Start of Task input

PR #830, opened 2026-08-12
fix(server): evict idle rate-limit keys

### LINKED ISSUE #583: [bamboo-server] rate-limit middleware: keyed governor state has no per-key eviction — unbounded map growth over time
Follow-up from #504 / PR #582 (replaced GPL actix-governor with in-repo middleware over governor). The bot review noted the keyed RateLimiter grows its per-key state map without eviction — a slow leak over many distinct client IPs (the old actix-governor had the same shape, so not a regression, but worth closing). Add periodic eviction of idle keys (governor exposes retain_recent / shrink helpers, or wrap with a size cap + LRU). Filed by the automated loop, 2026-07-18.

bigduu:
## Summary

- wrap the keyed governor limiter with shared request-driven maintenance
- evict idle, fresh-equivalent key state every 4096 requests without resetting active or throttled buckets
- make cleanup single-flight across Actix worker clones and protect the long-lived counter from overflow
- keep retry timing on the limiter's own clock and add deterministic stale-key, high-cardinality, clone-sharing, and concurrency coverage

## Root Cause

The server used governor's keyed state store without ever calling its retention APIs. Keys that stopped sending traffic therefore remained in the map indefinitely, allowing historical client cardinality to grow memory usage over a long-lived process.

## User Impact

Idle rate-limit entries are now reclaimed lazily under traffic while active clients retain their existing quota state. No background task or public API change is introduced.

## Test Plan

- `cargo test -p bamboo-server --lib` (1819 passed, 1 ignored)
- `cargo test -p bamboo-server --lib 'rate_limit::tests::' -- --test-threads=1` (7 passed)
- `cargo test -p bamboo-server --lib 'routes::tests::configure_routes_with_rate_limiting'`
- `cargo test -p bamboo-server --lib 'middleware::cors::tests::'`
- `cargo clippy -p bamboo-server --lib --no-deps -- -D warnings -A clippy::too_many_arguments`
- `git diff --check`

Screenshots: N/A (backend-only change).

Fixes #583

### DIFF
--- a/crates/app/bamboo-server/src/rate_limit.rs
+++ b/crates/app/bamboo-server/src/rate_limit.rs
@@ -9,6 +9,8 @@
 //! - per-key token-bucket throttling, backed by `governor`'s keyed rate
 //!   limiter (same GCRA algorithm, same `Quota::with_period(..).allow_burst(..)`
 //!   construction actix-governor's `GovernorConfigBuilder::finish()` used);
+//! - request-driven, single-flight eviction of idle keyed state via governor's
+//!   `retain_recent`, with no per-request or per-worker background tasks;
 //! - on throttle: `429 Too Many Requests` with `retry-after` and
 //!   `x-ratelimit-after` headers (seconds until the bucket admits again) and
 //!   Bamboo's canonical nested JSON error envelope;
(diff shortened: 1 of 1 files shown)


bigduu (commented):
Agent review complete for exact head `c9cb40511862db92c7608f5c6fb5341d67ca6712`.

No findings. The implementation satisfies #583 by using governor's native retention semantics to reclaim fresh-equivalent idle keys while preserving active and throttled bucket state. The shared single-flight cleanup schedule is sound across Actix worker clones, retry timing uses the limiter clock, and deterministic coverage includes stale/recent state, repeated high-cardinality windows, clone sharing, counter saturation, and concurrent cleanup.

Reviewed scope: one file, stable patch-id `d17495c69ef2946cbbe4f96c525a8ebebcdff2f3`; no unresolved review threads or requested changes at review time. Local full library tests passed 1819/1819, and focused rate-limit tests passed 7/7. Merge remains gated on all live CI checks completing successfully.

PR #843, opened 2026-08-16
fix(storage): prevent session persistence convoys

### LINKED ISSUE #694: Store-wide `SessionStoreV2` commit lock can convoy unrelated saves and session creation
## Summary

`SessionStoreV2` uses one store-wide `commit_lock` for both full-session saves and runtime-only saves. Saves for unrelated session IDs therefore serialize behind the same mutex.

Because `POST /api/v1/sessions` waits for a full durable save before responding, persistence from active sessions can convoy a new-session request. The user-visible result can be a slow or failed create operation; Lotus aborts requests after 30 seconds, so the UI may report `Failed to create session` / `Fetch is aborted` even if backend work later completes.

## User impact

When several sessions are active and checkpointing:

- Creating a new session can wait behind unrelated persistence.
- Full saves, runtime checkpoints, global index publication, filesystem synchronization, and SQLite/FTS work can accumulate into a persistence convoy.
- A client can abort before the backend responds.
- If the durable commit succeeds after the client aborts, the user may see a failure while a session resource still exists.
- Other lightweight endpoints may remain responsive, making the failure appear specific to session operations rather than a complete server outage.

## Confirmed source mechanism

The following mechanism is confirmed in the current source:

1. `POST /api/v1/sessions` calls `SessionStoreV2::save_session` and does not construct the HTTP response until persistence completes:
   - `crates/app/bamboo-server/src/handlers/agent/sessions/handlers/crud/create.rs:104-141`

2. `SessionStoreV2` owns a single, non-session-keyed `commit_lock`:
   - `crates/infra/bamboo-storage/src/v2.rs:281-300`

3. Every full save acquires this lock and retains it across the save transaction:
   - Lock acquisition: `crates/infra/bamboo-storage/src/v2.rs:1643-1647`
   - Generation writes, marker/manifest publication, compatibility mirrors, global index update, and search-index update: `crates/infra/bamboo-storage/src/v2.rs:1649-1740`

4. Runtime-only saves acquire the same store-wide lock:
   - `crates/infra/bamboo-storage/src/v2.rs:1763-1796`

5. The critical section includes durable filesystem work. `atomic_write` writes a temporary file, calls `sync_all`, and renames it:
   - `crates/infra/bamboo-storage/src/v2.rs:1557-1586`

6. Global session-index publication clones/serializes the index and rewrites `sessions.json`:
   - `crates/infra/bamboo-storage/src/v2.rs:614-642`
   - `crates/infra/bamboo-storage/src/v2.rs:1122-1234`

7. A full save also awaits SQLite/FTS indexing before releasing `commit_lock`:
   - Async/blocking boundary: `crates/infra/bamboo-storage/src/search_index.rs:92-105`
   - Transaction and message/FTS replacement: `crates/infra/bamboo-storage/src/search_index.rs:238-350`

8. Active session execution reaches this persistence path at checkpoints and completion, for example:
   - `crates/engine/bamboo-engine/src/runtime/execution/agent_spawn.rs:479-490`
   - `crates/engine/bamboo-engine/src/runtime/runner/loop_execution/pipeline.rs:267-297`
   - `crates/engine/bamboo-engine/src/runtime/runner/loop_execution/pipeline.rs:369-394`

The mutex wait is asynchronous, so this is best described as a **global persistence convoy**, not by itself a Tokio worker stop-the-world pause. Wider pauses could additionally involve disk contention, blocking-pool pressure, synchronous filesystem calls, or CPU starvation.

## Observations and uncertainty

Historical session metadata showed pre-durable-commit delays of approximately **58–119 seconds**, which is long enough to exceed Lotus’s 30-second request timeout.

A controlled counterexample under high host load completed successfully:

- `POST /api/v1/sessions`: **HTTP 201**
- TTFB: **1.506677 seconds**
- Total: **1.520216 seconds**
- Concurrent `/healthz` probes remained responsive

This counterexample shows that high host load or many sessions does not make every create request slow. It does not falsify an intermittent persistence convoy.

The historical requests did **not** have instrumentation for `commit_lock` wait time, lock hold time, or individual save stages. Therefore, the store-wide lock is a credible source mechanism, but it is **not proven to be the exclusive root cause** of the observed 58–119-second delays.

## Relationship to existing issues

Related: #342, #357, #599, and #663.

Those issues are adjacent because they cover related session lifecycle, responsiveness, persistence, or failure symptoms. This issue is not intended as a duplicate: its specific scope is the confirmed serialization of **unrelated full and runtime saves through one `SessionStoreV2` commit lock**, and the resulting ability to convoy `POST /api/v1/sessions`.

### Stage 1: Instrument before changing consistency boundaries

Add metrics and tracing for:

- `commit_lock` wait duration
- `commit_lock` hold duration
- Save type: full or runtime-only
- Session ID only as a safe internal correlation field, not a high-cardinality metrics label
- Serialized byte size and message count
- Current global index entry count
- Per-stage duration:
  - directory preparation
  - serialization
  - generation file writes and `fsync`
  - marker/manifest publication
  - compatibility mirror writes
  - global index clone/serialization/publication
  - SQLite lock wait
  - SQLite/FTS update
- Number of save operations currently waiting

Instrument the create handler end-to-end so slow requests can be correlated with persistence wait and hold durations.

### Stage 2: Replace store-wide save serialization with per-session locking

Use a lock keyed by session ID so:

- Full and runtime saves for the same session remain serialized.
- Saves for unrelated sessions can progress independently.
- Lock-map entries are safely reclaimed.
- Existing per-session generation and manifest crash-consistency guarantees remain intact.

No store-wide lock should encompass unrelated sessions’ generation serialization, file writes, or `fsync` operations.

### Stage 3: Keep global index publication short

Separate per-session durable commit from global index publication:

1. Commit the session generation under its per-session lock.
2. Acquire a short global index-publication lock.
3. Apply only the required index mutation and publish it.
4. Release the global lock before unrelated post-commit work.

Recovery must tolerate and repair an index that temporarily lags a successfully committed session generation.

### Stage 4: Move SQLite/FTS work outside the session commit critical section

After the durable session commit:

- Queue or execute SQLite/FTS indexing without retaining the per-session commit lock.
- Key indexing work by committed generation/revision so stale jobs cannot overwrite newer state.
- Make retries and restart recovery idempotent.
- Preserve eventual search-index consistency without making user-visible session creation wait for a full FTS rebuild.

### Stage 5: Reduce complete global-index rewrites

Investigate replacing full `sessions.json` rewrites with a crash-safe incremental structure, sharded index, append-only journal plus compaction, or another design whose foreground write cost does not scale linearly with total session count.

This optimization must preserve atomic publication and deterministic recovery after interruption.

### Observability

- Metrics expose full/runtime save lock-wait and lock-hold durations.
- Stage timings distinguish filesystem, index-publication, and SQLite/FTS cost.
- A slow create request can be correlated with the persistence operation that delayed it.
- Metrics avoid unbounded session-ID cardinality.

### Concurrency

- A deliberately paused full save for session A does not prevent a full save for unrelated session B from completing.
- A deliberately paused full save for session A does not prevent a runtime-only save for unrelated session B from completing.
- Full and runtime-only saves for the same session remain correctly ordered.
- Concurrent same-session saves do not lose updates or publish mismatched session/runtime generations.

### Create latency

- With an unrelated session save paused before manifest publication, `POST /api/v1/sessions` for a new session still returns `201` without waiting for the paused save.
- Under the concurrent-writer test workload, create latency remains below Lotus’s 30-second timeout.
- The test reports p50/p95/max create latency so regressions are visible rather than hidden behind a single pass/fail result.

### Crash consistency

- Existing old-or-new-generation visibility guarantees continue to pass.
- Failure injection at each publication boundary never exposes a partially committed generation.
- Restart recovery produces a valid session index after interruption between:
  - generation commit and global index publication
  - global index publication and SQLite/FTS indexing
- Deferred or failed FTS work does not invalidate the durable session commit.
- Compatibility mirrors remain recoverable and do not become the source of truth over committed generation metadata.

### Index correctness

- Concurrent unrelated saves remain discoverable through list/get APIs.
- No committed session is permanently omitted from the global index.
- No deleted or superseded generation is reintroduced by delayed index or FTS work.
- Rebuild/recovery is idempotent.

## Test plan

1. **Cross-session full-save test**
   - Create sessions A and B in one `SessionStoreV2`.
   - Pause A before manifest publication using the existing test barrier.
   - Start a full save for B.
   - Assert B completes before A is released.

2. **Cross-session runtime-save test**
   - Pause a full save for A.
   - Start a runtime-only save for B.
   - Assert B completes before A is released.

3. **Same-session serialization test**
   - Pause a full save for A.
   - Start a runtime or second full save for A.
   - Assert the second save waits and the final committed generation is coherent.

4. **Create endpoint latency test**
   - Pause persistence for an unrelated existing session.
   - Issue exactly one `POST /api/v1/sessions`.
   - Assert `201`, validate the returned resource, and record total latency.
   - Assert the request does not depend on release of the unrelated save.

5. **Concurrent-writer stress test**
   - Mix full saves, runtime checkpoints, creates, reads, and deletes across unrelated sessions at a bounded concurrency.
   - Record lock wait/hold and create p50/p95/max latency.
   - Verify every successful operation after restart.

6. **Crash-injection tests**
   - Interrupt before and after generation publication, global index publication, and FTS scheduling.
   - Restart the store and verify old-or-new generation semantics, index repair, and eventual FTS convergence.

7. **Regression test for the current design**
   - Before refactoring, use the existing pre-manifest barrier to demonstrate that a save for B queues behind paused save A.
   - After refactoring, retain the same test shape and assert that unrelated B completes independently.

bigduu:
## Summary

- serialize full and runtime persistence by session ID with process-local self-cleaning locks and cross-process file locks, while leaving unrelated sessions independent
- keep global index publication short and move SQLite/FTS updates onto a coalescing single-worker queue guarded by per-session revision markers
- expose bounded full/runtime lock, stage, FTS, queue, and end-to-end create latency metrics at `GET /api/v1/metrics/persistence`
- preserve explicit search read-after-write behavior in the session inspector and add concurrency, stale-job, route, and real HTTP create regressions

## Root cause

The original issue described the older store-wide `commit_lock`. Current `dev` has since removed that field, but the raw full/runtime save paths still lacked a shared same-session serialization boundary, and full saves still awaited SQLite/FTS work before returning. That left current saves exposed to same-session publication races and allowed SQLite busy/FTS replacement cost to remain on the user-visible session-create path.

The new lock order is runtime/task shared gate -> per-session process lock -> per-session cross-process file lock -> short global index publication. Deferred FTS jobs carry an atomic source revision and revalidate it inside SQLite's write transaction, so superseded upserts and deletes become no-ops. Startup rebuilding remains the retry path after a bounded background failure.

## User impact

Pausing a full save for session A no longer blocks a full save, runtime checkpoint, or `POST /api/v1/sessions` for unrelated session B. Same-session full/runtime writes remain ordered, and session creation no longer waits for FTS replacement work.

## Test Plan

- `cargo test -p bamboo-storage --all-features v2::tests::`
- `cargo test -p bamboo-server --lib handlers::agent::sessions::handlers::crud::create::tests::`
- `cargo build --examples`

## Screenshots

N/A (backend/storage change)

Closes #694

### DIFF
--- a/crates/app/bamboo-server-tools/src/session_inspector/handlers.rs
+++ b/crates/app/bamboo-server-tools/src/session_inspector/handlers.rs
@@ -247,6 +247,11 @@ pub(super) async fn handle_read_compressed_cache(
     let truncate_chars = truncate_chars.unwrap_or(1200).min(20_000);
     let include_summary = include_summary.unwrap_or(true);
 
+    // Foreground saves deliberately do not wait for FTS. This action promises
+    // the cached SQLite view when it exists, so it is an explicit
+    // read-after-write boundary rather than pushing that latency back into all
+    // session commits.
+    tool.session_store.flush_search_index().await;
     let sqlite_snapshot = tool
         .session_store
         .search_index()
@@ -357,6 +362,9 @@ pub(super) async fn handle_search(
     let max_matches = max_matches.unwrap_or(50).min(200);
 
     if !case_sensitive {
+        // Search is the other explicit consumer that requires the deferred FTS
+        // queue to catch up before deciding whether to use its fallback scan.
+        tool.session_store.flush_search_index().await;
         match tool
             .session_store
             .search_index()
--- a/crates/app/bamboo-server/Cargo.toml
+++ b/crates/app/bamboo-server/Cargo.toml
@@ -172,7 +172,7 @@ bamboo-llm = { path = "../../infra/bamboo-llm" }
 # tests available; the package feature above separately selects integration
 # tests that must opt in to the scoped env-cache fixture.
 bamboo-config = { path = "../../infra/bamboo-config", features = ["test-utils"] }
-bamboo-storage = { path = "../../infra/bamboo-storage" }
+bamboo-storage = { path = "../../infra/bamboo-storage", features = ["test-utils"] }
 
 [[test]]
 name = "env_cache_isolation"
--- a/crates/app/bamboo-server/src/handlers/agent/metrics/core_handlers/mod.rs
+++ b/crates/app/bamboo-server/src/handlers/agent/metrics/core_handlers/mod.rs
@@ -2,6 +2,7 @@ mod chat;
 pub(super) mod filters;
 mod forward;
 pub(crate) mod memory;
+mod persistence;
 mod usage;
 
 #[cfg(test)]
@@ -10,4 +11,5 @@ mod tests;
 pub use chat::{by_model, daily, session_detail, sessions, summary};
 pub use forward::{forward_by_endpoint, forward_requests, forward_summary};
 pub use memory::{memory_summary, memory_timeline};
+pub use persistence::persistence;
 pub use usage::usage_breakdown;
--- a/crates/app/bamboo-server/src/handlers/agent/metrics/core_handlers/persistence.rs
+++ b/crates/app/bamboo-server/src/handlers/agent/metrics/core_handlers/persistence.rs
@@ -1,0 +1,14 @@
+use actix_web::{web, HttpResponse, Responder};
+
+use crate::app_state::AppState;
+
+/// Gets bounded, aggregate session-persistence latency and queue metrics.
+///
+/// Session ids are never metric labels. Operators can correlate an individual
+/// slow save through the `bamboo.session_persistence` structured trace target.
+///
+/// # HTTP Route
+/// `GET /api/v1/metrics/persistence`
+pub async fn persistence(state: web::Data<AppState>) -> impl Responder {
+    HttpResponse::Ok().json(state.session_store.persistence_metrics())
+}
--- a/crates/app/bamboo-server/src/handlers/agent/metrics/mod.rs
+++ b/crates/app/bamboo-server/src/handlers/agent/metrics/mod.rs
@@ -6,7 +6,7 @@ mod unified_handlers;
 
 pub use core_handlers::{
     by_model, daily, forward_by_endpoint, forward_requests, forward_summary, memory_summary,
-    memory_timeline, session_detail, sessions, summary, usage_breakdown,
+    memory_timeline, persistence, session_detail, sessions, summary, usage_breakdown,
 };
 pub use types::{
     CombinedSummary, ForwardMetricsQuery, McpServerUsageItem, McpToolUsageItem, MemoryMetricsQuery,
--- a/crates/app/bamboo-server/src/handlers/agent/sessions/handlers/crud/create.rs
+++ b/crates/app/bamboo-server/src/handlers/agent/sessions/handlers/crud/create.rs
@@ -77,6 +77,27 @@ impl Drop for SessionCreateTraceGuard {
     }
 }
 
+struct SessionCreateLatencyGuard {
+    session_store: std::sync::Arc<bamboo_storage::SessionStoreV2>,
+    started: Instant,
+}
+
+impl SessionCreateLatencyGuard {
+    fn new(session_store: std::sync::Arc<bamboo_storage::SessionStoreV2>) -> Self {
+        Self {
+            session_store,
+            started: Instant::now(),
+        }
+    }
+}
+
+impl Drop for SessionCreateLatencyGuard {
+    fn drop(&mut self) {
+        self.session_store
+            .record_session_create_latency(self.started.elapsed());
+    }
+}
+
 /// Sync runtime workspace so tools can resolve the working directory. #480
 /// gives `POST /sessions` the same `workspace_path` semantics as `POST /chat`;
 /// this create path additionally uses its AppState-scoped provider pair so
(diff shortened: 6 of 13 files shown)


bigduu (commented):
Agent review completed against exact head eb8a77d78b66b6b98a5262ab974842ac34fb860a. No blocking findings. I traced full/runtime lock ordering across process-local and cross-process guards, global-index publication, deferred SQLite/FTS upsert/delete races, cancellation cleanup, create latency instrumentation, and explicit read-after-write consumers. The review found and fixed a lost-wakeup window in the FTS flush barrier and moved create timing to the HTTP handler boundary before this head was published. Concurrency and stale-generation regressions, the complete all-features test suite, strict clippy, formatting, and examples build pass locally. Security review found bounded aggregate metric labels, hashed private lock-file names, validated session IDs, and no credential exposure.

End of Task input

Aim of the exercise:
Starting with the first line of the entries and ending with the line that has "### LINKED ISSUE #583: [bamboo-server]", copy each line exactly and add nothing.

Written reply:
PR #830, opened 2026-08-12
fix(server): evict idle rate-limit keys

### LINKED ISSUE #583: [bamboo-server] rate-limit middleware: keyed governor state has no per-key eviction — unbounded map growth over time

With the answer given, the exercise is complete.